Humans have memory lapses and difficulty recalling facts they know.

But the nature of computers is to remember perfectly. LLMs exist because they remember perfectly and look for patterns in that memory.

If it is to be useful at interpreting human commands and understanding human expectations (see "now anyone can code" PR), it needs to be encoding concepts, not characters.

People are making big claims that these machines are somehow conscious or intelligent and are able to understand abstract concepts.

If an inference machine with perfect memory states unequivocally at one point that unripe bananas are yellow, and then later states unequivocally that unripe bananas are green, then it is not storing and retrieving conceptual information.

Any claim of generalization cannot involve this kind of concept.

In the battle between Cog and Cyc, LLMs are Cyc writ large.

Cog: https://en.wikipedia.org/wiki/Cog_(project)
Cyc: https://en.wikipedia.org/wiki/Cyc

Cog (project) - Wikipedia

@alisynthesis @Robotistry @davidaugust fascinating.
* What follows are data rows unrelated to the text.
Issue #3, opened 2020-05-24
Terminal example 'crashes' USB Serial chip


sebastius:
Somehow the terminal example annoys the USB Serial chip so much it causes to re-enumerate on the USB bus :sunglasses: 

Tried it with the Arduino IDE serial terminal, screen and IDF monitor. All three are gloriously killed :+1: 

Could be a shitty driver on my Linux Mint, could be a bad chip. Haven't seen this behaviour before in other USB serial chips, this is my first board with the CH330.

sgeisler:
Interesting, when does that happen? I haven't actively experienced that so far, but maybe I just didn't notice? But my setup is a bit hacky too: let IDF monitor configure the serial port and then pipe the output of `script` to it to mirror a local shell for testing.

sebastius:
Oh it might be power related, it hangs my entire hub.

vroland:
Ha, that's interesting. So far I have not been able to reproduce it with neither of my machines... 
Which kernel version are you using? And it does not happen with the other examples?

sebastius:
It seems to be a problem when i'm doing both serial AND updating the eink. Maybe i ordered the wrong parts and have an overcurrent problem. Or a lack of capacitors on the main 5v and 3.3v rails. No clue yet.

It also breaks the USB connection in Windows. Its probably hardware :)

vroland:
Hm, jup, seems to be hardware. When I've got the time I can test it on a Raspberry Pi, which is not known for its particularly stable usb power, so I might be able to reproduce it there.

vroland:
Hm, I've tried it with my raspberry pi, still no unexpected behaviour :/

sebastius:
![image](https://user-images.githubusercontent.com/14947839/83074119-f0356080-a071-11ea-8a03-e57d99c14ce8.png)

My problem is definetly in the capacitor area (this is the 3.3v rail at the CH330N chip) . Will debug further!

sebastius:
More digging: this also happens on the 5v rail. Added a 10nF cap to the CH330N, no effect.

sebastius:
Quick question: the LT1945 seems to be powered of the 3.3v rail instead of the 5v rail. Why is that?

sebastius:
[...]

PR #6, opened 2020-05-28
Selection jumper 5v/3v, also gnd planes

sebastius:
This should solve #3 by making the voltage to the LT1945 selectable (default at 5v).

Redid some ground traces and planes for better ground coverage.


vroland:
Looks good so far, thanks for contributing :) 
However, my KiCad (5.1.6) complains about some via clearances (with its default settings, 0.25mm maybe?):
clearances
Could you look into it?

sebastius:
Should be fine: JLC has the following minimum: 5mil (0.127mm)

vroland:
Do you know if that's true for other manufacturers as well? I mean, we should not constrain us here unnecessarily. It seems most of them only need a little wiggle, so I could do it as well.

sebastius:
Feel free to wiggle :)

vroland:
Could you rebase this to remove  fd648a7 and 95a5599?

vroland:
Aand quickly rebase onto the current master? :)

sebastius:
I think i've done it, a friend helped me by telling me what to do ;)

vroland:
@sebastius Is there a specific reason you got rid of the mounting holes? I think it would be nice to have them, though I would be open to moving them to different locations.

sebastius:
I didn't remove the mounting holes on purpose, sorry! They should be there, if i removed them, we'll need to look into bringing them back, or reverting and redoing my mods. Which do you prefer?

vroland:
Ah, probably because they where not in the schematic, to KiCad removed them when updating the PCB. So I would re-add them and move them to their old positions. 
Do you want to do it (and re-position the ground vias) or shoud I do it at some time?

I assume humans “generalize,” yet they readily make conflicting statements with conviction all the time, not based on faulty memory, but on context, misunderstanding, audience, deception, a number of other reasons.

@audioflyer79 @alisynthesis @davidaugust More properties that I don't actually want a machine to have!

Humans do generalize very well. They also see non-existent patterns in noise and walk in circles when blindfolded (the Mythbusters episode on that is hilarious).

We can "believe six impossible things before breakfast".

But when I interact with a machine, I want it to be able to identify and tell me the context it is assuming, I want a rigorous back end that can identify potential areas for misunderstanding and let me know they exist, and if I can't have predictability and precision, I want at the very least awareness of the existence and degree of unpredictability and imprecision. I do not want the machine to lie to me, ever, and I want a system grounded in facts.

The point is that I, as a human, navigate conflicting statements by context within a shared reality. I do not expect a computer to understand that shared reality because its reality is grounded in what we write, not what we experience.

If I see a word problem that is about fruit color and mentions "unripe," that is a context cue for relevance because ripeness is correlated with color. The computer missing that correlation is exhibiting the same underlying flaw that produces "smaller means subtract" - inability to connect the tokens to the underlying concepts (why we have language in the first place).